## ACTION ITEM
Every record that follows should appear again in your answer, exactly the same.

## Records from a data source
PR #3327, opened 2026-05-06
support vscode-python-environments extension (#3327)

kinto0:
Summary:

# This stack
with the python-environments extension, there are now multiple places Pyrefly needs to look for interpreter info. This stack serves to support the new extension.

Steps:
- Abstract away API
- remove dependency on ms-python
- add support for python-environments

# This diff
add support for python-environments:
- access API, prefer to ms-python.python
- watch for extension changes in case someone installs another one

note that our "nothing is installed" warning still says ms-python.python and offers to install ms-python.python. I will keep this until ms-python.python is deprecated

Differential Revision: D104096556

### DIFF
--- a/lsp/package-lock.json
+++ b/lsp/package-lock.json
@@ -7,7 +7,7 @@
         "": {
             "name": "pyrefly",
             "version": "0.0.1",
-            "license": "Apache2",
+            "license": "MIT",
             "dependencies": {
                 "@vscode/python-extension": "^1.0.5",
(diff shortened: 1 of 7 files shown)


kinto0:
cc @eleanorjboyd, we are starting to use the new APIs in case they change. no extension dependency, contrary to the readme (because legacy users still use ms-python.python)

samwgoldman (approved):

PR #3333, opened 2026-05-07
Fix Pyrefly regression with imported TypeVars via attribute access

### LINKED ISSUE #3332: False postive invalid-type-var when importing type variables from another module in v0.64
### Describe the Bug

We have 
```
#pkg/lib.py
from typing import TypeVar
MyTypeT = TypeVar('MyTypeT')
```
Then, we have:
```
from typing import Generic, List, Protocol
from pkg import lib

class MyProto(Protocol[lib.MyTypeT]):  # E
  pass

class MyGeneric(Generic[lib.MyTypeT]): # E
  pass

def my_func(x: lib.MyTypeT) -> lib.MyTypeT: # 2 E
  return x


MyAlias = List[lib.MyTypeT]  # Fine
```

I get:

```
ERROR Expected a type variable, got `TypeVar[MyTypeT]` [invalid-type-var]
 --> b.py:4:7
  |
4 | class MyProto(Protocol[lib.MyTypeT]): 
  |       ^^^^^^^
  |
ERROR Expected a type variable, got `TypeVar[MyTypeT]` [invalid-type-var]
 --> b.py:7:7
  |
7 | class MyGeneric(Generic[lib.MyTypeT]): 
  |       ^^^^^^^^^
  |
ERROR Type variable `MyTypeT` is not in scope [invalid-type-var]
  --> b.py:10:16
   |
10 | def my_func(x: lib.MyTypeT) -> lib.MyTypeT:
   |                ^^^^^^^^^^^
   |
ERROR Type variable `MyTypeT` is not in scope [invalid-type-var]
  --> b.py:10:32
   |
10 | def my_func(x: lib.MyTypeT) -> lib.MyTypeT:
   |                                ^^^^^^^^^^^
   |
 INFO 4 errors
```
What is weird is this only happens when using `from pkg import lib`. It doesn't happen with `from pkg.lib import MyTypeT` or with ` import pck.lib.MyTypeT`.

This is a regression in v0.64. It worked in v0.63.1.

### Sandbox Link

_No response_

_No response_

QEDady:
# Summary

This PR fixes a regression introduced in v0.64 where Pyrefly reports `invalid-type-var` errors when a `TypeVar` is imported from another module using the `from pkg import lib` syntax and then accessed as an attribute (e.g., `lib.MyTypeT`).

The root cause was that `make_legacy_tparam` in `bindings.rs` was too strict for `LegacyTParamId::Attr` (handling dotted names like `lib.T`). It only allowed the base name to be bound to `Binding::Module`. However, when a module is imported via `from pkg import lib`, it results in `Binding::Import` rather than `Binding::Module`. This caused Pyrefly to fail to recognize the imported symbol as a potential legacy type variable holder.

This PR updates `make_legacy_tparam` to also allow `Binding::Import` for `LegacyTParamId::Attr`, allowing the solver to correctly resolve the type variable.

Fixes #3332

# Test Plan

Added a new unit test `test_class_generic_typevar_from_imported_module` to `pyrefly/lib/test/generic_legacy.rs` that sets up a package structure and verifies that `lib.T` is correctly recognized as a type variable. The test passes with this fix.

### DIFF
--- a/Cargo.lock
+++ b/Cargo.lock
@@ -2867,6 +2867,7 @@ dependencies = [
 name = "rustversion"
 version = "1.0.22"
 source = "registry+https://github.com/rust-lang/crates.io-index"
+checksum = "b39cdef0fa800fc44525c84ccb54a029961a8215f9619753635a9c0d2538d46d"
 
 [[package]]
 name = "ryu"
--- a/pyrefly/lib/binding/bindings.rs
+++ b/pyrefly/lib/binding/bindings.rs
@@ -2150,7 +2150,7 @@ impl<'a> BindingsBuilder<'a> {
                 Some(_) => None,
             },
             LegacyTParamId::Attr(_, attr) => match binding {
-                Some(Binding::Module(..)) | None => Some((
+                Some(Binding::Module(..) | Binding::Import(..)) | None => Some((
                     KeyLegacyTypeParam(ShortIdentifier::new(attr)),
                     BindingLegacyTypeParam::ModuleKeyed(original_idx, Box::new(attr.id.clone())),
                 )),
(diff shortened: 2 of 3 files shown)


samwgoldman (approved):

## COMPLETED EXERCISE
PR #3327, opened 2026-05-06
support vscode-python-environments extension (#3327)

kinto0:
Summary:

# This stack
with the python-environments extension, there are now multiple places Pyrefly needs to look for interpreter info. This stack serves to support the new extension.

Steps:
- Abstract away API
- remove dependency on ms-python
- add support for python-environments

# This diff
add support for python-environments:
- access API, prefer to ms-python.python
- watch for extension changes in case someone installs another one

note that our "nothing is installed" warning still says ms-python.python and offers to install ms-python.python. I will keep this until ms-python.python is deprecated

Differential Revision: D104096556

### DIFF
--- a/lsp/package-lock.json
+++ b/lsp/package-lock.json
@@ -7,7 +7,7 @@
         "": {
             "name": "pyrefly",
             "version": "0.0.1",
-            "license": "Apache2",
+            "license": "MIT",
             "dependencies": {
                 "@vscode/python-extension": "^1.0.5",
(diff shortened: 1 of 7 files shown)


kinto0:
cc @eleanorjboyd, we are starting to use the new APIs in case they change. no extension dependency, contrary to the readme (because legacy users still use ms-python.python)

samwgoldman (approved):

PR #3333, opened 2026-05-07
Fix Pyrefly regression with imported TypeVars via attribute access

### LINKED ISSUE #3332: False postive invalid-type-var when importing type variables from another module in v0.64
### Describe the Bug

We have 
```
#pkg/lib.py
from typing import TypeVar
MyTypeT = TypeVar('MyTypeT')
```
Then, we have:
```
from typing import Generic, List, Protocol
from pkg import lib

class MyProto(Protocol[lib.MyTypeT]):  # E
  pass

class MyGeneric(Generic[lib.MyTypeT]): # E
  pass

def my_func(x: lib.MyTypeT) -> lib.MyTypeT: # 2 E
  return x


MyAlias = List[lib.MyTypeT]  # Fine
```

I get:

```
ERROR Expected a type variable, got `TypeVar[MyTypeT]` [invalid-type-var]
 --> b.py:4:7
  |
4 | class MyProto(Protocol[lib.MyTypeT]): 
  |       ^^^^^^^
  |
ERROR Expected a type variable, got `TypeVar[MyTypeT]` [invalid-type-var]
 --> b.py:7:7
  |
7 | class MyGeneric(Generic[lib.MyTypeT]): 
  |       ^^^^^^^^^
  |
ERROR Type variable `MyTypeT` is not in scope [invalid-type-var]
  --> b.py:10:16
   |
10 | def my_func(x: lib.MyTypeT) -> lib.MyTypeT:
   |                ^^^^^^^^^^^
   |
ERROR Type variable `MyTypeT` is not in scope [invalid-type-var]
  --> b.py:10:32
   |
10 | def my_func(x: lib.MyTypeT) -> lib.MyTypeT:
   |                                ^^^^^^^^^^^
   |
 INFO 4 errors
```
What is weird is this only happens when using `from pkg import lib`. It doesn't happen with `from pkg.lib import MyTypeT` or with ` import pck.lib.MyTypeT`.

This is a regression in v0.64. It worked in v0.63.1.

### Sandbox Link

_No response_

_No response_

QEDady:
# Summary

This PR fixes a regression introduced in v0.64 where Pyrefly reports `invalid-type-var` errors when a `TypeVar` is imported from another module using the `from pkg import lib` syntax and then accessed as an attribute (e.g., `lib.MyTypeT`).

The root cause was that `make_legacy_tparam` in `bindings.rs` was too strict for `LegacyTParamId::Attr` (handling dotted names like `lib.T`). It only allowed the base name to be bound to `Binding::Module`. However, when a module is imported via `from pkg import lib`, it results in `Binding::Import` rather than `Binding::Module`. This caused Pyrefly to fail to recognize the imported symbol as a potential legacy type variable holder.

This PR updates `make_legacy_tparam` to also allow `Binding::Import` for `LegacyTParamId::Attr`, allowing the solver to correctly resolve the type variable.

Fixes #3332

# Test Plan

Added a new unit test `test_class_generic_typevar_from_imported_module` to `pyrefly/lib/test/generic_legacy.rs` that sets up a package structure and verifies that `lib.T` is correctly recognized as a type variable. The test passes with this fix.

### DIFF
--- a/Cargo.lock
+++ b/Cargo.lock
@@ -2867,6 +2867,7 @@ dependencies = [
 name = "rustversion"
 version = "1.0.22"
 source = "registry+https://github.com/rust-lang/crates.io-index"
+checksum = "b39cdef0fa800fc44525c84ccb54a029961a8215f9619753635a9c0d2538d46d"
 
 [[package]]
 name = "ryu"
--- a/pyrefly/lib/binding/bindings.rs
+++ b/pyrefly/lib/binding/bindings.rs
@@ -2150,7 +2150,7 @@ impl<'a> BindingsBuilder<'a> {
                 Some(_) => None,
             },
             LegacyTParamId::Attr(_, attr) => match binding {
-                Some(Binding::Module(..)) | None => Some((
+                Some(Binding::Module(..) | Binding::Import(..)) | None => Some((
                     KeyLegacyTypeParam(ShortIdentifier::new(attr)),
                     BindingLegacyTypeParam::ModuleKeyed(original_idx, Box::new(attr.id.clone())),
                 )),
(diff shortened: 2 of 3 files shown)


samwgoldman (approved):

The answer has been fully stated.